Он не мог не вызвать у меня симпатии.
* * *
Лет десять тому назад возник радикально иной образ Индии, во многом подпитываемый ее успехами в информационных технологиях и оффшорных службах обработки телефонных звонков (колл-центрах), а также ростом мировой популярности Болливуда – чему отчасти способствует растущее богатство и влиятельность индийских общин в США, Великобритании и других странах, а также успехом программы создания ядерного оружия, о котором мир узнал в 1998 г. и которому посвящено огромное количество аналитических материалов. Но этот новый образ может ввести в заблуждение точно также, как восприятие Индии исключительно сквозь призму религии.
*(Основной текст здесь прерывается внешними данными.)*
PR #5538, opened 2022-03-10
Make sure Makefile targets for both integration and E2E tests depend on the 'install' target

rm3l:
**What type of PR is this:**
/kind tests

Integration and E2E tests targets rely on the `odo` binary to execute subcommands in separate processes.

While iterating on the code, we could often end up with situations where  the `odo` binary is no longer up-to-date, should we forget to `make install` before.
This fixes such behavior by ensuring the installed binary is always up-to-date prior to running the actual test target.

I am not sure yet of the implications (e.g., in terms of performance in CI), but I guess there should be a minimal impact thanks to the Go build cache.

Let me know if you think this should be done differently.

**PR acceptance criteria:**

- [ ] Unit test 

- [x] Integration test
- [x] E2E test 

- [ ] Documentation 

Run any of the modified targets in verbose mode, and make sure the `install` target is executed first. For instance, with a dry run:
```shell
❯ make -n --debug='j,v' test-integration-interactive
GNU Make 4.3
Built for x86_64-redhat-linux-gnu
Copyright (C) 1988-2020 Free Software Foundation, Inc.
License GPLv3+: GNU GPL version 3 or later <http://gnu.org/licenses/gpl.html>
This is free software: you are free to change and redistribute it.
There is NO WARRANTY, to the extent permitted by law.
Reading makefiles...
Reading makefile 'Makefile'...
Updating makefiles....
Updating goal targets....
Considering target file 'test-integration-interactive'.
 File 'test-integration-interactive' does not exist.
  Considering target file 'install'.
   File 'install' does not exist.
   Finished prerequisites of target file 'install'.
  Must remake target 'install'.
go install -mod=vendor -ldflags="-X github.com/redhat-developer/odo/pkg/version.GITCOMMIT=29f7e659f" ./cmd/odo/
  Successfully remade target file 'install'.
 Finished prerequisites of target file 'test-integration-interactive'.
Must remake target 'test-integration-interactive'.
GOFLAGS='-mod=vendor' go run -mod=vendor github.com/onsi/ginkgo/ginkgo  -randomizeAllSpecs -slowSpecThreshold=120 -timeout 14400s -nodes=4 tests/integration/interactive/
Successfully remade target file 'test-integration-interactive'.
```

### DIFF
--- a/Makefile
+++ b/Makefile
@@ -55,7 +55,7 @@ default: bin
 
 .PHONY: help
 help: ## Show this help.
-	@awk 'BEGIN {FS = ":.*?## "} /^[a-zA-Z_-]+:.*?## / {sub("\\\\n",sprintf("\n%22c"," "), $$2);printf "\033[36m%-26s\033[0m %s\n", $$1, $$2}' $(MAKEFILE_LIST)
+	@awk 'BEGIN {FS = ":.*?## "} /^[a-zA-Z_-]+:.*?## / {sub("\\\\n",sprintf("\n%22c"," "), $$2);printf "\033[36m%-30s\033[0m %s\n", $$1, $$2}' $(MAKEFILE_LIST)
 
 .PHONY: bin
 bin: ## build the odo binary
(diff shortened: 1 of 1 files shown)


feloy (approved):

anandrkskd:
Looks good to me 
/approve

kadel:
I think that this is going to cause some problems. But it is possible that this is just me :-) 
I often run tests against different versions of odo binaries and quite often they don't match the version of the code that I have checked out from git. 
I don't have `GOPATH` in my `PATH` so luckily this won't affect my workflow. But Someone might be actually surprised that executing tests builds odo as well. 

But if everyone is ok with that it is OK :-)

rm3l:
> I think that this is going to cause some problems. But it is possible that this is just me :-) I often run tests against different versions of odo binaries and quite often they don't match the version of the code that I have checked out from git.
> 

Thanks for raising this.
But then, how do you make sure the tests you ran correspond to the features of your `odo` binary? Or is this something you first check manually in the tests?

> But Someone might be actually surprised that executing tests builds odo as well.
>
Maybe I am a bit influenced by my background with other build tools like Gradle / Maven (where test-related tasks make sure to first compile the artifact and place it in a dedicated path so as to be consumed in the actual tests), but why do you find this surprising? I can't see why :)
Because this was precisely the issue I had: tests using an `odo` binary that does not match the current version of the code.

I saw a similar strategy used for writing integration tests for CLI applications written in Rust, where the test itself compiles the main binary before using it: https://rust-cli.github.io/book/tutorial/testing.html#testing-cli-applications-by-running-them

> I don't have `GOPATH` in my `PATH` so luckily this won't affect my workflow. 
>
This makes me think that instead of `install`ing the binary in `GOPATH`, a better approach could be to just build the artifact instead (i.e., depend on `make bin` instead), and resolve the binary path in the tests. This would ideally allow us to avoid potential collisions.
I will try to submit another PR when I get a chance. This would allow overriding the `odo` binary path if needed (thus skipping the build). Would that make sense for you?

kadel:
Don't worry about me :-) 
If this works for everyone it is great.

My setup is fairly specific because I do a lot of weird tests with odo.

rm3l:
:D Okay - thanks for your input.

Экономика Индии меняется очень быстро, но природа и масштаб этих перемен порой преувеличивается. Индийцы и сами забыли поговорку: «Цыплят по осени считают». В последние годы в Индии стало обычным делом говорить о стране так, будто она вот-вот обретет статус сверхдержавы.
На Индию можно взглянуть и в другом ракурсе, более показательном и заведомо более информативном, – через призму глубоко укорененной и динамичной политической культуры. В конце 1990-х годов международный медиамагнат Руперт Мердок посетил Индию, чтобы изучить перспективы создания совместного бизнеса в области спутниковых и кабельных коммуникаций. Пообщавшись с руководителями федеральных министерств в столице Индии Дели, он полетел в коммерческую столицу страны Мумбаи, чтобы встретиться с Дхирубхаи Амбани (ныне покойным), владельцем крупнейшей частной компании страны Reliance Industries. Амбани, имевший репутацию самого прожженного и хитрого индийского дельца своего поколения, спросил у Мердока, с кем тот встречался в Дели. Мердок перечислил – премьер-министр, министр финансов и т. п. «М-да, это все правильные люди, – сказал Амбани. – Но в Индии, чтобы чего-нибудь добиться, нужно иметь дело с неправильными людьми»[6]. Он имел в виду коррумпированных политиков (и, возможно, точно таких же чиновников). У неправильных людей в Индии есть хороший шанс оказаться в числе политиков. Но порой в эту сферу попадают и правильные люди, хотя, возможно, не так часто. В ходе президентских выборов 1992 г. Билл Клинтон не уставал напоминать себе, что «все дело в экономике, дурачок», а в Индии чаще всего уместно повторять «все дело в политике, дурачок». Без учета всепроникающей политической культуры и роли государства невозможно разобраться в характере экономических и религиозных изменений в Индии.
В этой книге я хочу дать беспристрастную оценку современной Индии на фоне распространенных ожиданий того, что в XXI веке она обретет статус великой державы. В первой главе рассматривается бурный, но весьма односторонний рост экономики страны. В последующих главах рассматривается вездесущее индийское государство и дается очерк основных политических движений страны. За оценкой крайне неровных отношений Индии с Пакистаном и собственным мусульманским меньшинством следует оценка трехсторонних игр Индии с Китаем и США, от которых зависит развитие мира в XXI веке. Наконец, в книге рассматривается опыт модернизации и урбанизации Индии, выявивший гибкость религиозных ценностей страны, сумевшей адаптироваться к требованиям современного мира. В заключение я рассматриваю проблемы, которые придется решить Индии в ходе ожидаемого всеми возвышения страны в ближайшие годы.